Data for the task >>

PR #1209, opened 2022-05-02
BUG: Allow branches that conflict with file names

NickCrews:
Before, if I had a file named "benchmarks" and a branch specified in asv.conf.json also named "benchmarks", then when I ran `asv publish` I would get

```
$ asv publish
[ 11.11%] · Loading machine info
[ 22.22%] · Getting params, commits, tags and branches
[ 22.22%] ·· Error running /usr/local/bin/git rev-list --first-parent benchmarks (exit status 128)
             STDOUT -------->
             
             STDERR -------->
             fatal: ambiguous argument 'benchmarks': both revision and filename
             Use '--' to separate paths from revisions, like this:
             'git <command> [<revision>...] -- [<file>...]'

  File "/Users/nickcrews/Documents/projects/dedupe/.venv/bin/asv", line 8, in <module>
    sys.exit(main())
....
```

Tested locally, it works fine now.

### DIFF
--- a/test/test_publish.py
+++ b/test/test_publish.py
@@ -435,7 +435,8 @@ def test_regression_atom_feed_update(dvcs_type, tmpdir):
         b_content = b.find('{http://www.w3.org/2005/Atom}content')
         assert a_content.text != b_content.text
 
-def test_gh1209(tmpdir):
+def test_branch_name_is_also_filename(tmpdir):
+    # gh-1209
     tmpdir = str(tmpdir)
     dvcs = tools.generate_test_repo(tmpdir, list(range(10)),
                                     dvcs_type="git",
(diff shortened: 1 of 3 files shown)


NickCrews:
If it's not too hard, and if you point me to where you want it, I can add a test for this regression. Thanks!

mattip:
Still missing a test ...

NickCrews:
If you're familiar with it, could you point me to where exactly you want me to add the test? I can dig around but I'm not at all familiar with this codebase.

HaoZeke:
Should be good to go now @mattip.

test/test_publish.py
```diff
@@ -432,3 +434,27 @@ def test_regression_atom_feed_update(dvcs_type, tmpdir):
         a_content = a.find('{http://www.w3.org/2005/Atom}content')
         b_content = b.find('{http://www.w3.org/2005/Atom}content')
         assert a_content.text != b_content.text
+
+def test_gh1209(tmpdir):
```
mattip, line 438: A docstring or changing the test name to something indicative of what is being tested will prevent confusion in the future. Maybe `test_branch_name_is_also_filename` ?

NickCrews:
Thank you for finishing this up, I really appreciate it!

PR #1211, opened 2022-05-14
DEPS: update asizeof, add license

### LINKED ISSUE #1139: DEPS: dependency on pympler
asv uses vendored `asizeof` function from `pympler` to compute the memory size of python objects. We need to update the vendored code and add its license or officially adopt it as a runtime/optional dependency.

fangchenli:
closes #1139


mattip:
Done differently in #1234

PR #1216, opened 2022-08-30
Give GraalPy some time to warm up by default

timfel:
[GraalPy](https://github.com/oracle/graalpython/) has two main modes, execution as native binary or hosted on the JVM. Both need warmup, but the latter needs more and since determining which is which is a bit specific, I figured it shouldn't hurt to use the conservative warmup time for both.


mattip:
Is that a time in seconds? It seems like 5.0 is a lot for something like the NumPy suite which has hundreds of small benchmarks.

PR #1220, opened 2022-10-12
Add machine comparison list for published results

qunaibit:
ASV tracks performance regression and improvements per machine and python versions. However, tracking performance on multiple configurations/optimizations options for python builds can only be done as separate machines configurations. Though, comparing machines against each other is only visible per benchmark view.

This PR will provide a comparison list for machines against each other. It can, also, exports the comparison list to `markdown` format ([example](https://github.com/hpyproject/numpy-hpy/wiki/Numpy-Benchmarks-(Sept-25,-2022))).

### DIFF
--- a/LICENSE.rst
+++ b/LICENSE.rst
@@ -1,4 +1,5 @@
 Copyright (c) 2011-2018, Michael Droettboom, Space Telescope Science Institute, Pauli Virtanen
+Copyright (c) 2022, Oracle and/or its affiliates.
 
 All rights reserved.
 


LICENSE.rst
```diff
@@ -1,4 +1,5 @@
 Copyright (c) 2011-2018, Michael Droettboom, Space Telescope Science Institute, Pauli Virtanen
+Copyright (c) 2022, Oracle and/or its affiliates.
```
datapythonista, line 2: Surely not merging with this.

datapythonista (changes requested):
Thanks for the contribution. Probably better if you implement this as a third-party package. Not only because the copyright, also because asv is mostly unmaintained, and the last thing we want is even more code to maintain in it.

mattip:
@qunaibit would you like to continue with this?

PR #1225, opened 2022-12-08
MAINT: Update bundled asizeof module

HaoZeke:
Personally I'd like to just depend on `pympler` instead of bundling...


mattip:
Done differently in #1234

PR #1221, opened 2022-11-20
Update copyright to 2022

hmaarrfk:
will likely get out of date too soon.

But it helps to signal "this project is alive and well" !!!

PR #1229, opened 2022-12-30
TST,BUG: Fix error with submodules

Problem requirements >>
Where the string "datapythonista" appears in a line of the listing, copy that line.

Solution to this task >>
datapythonista, line 2: Surely not merging with this.
datapythonista (changes requested):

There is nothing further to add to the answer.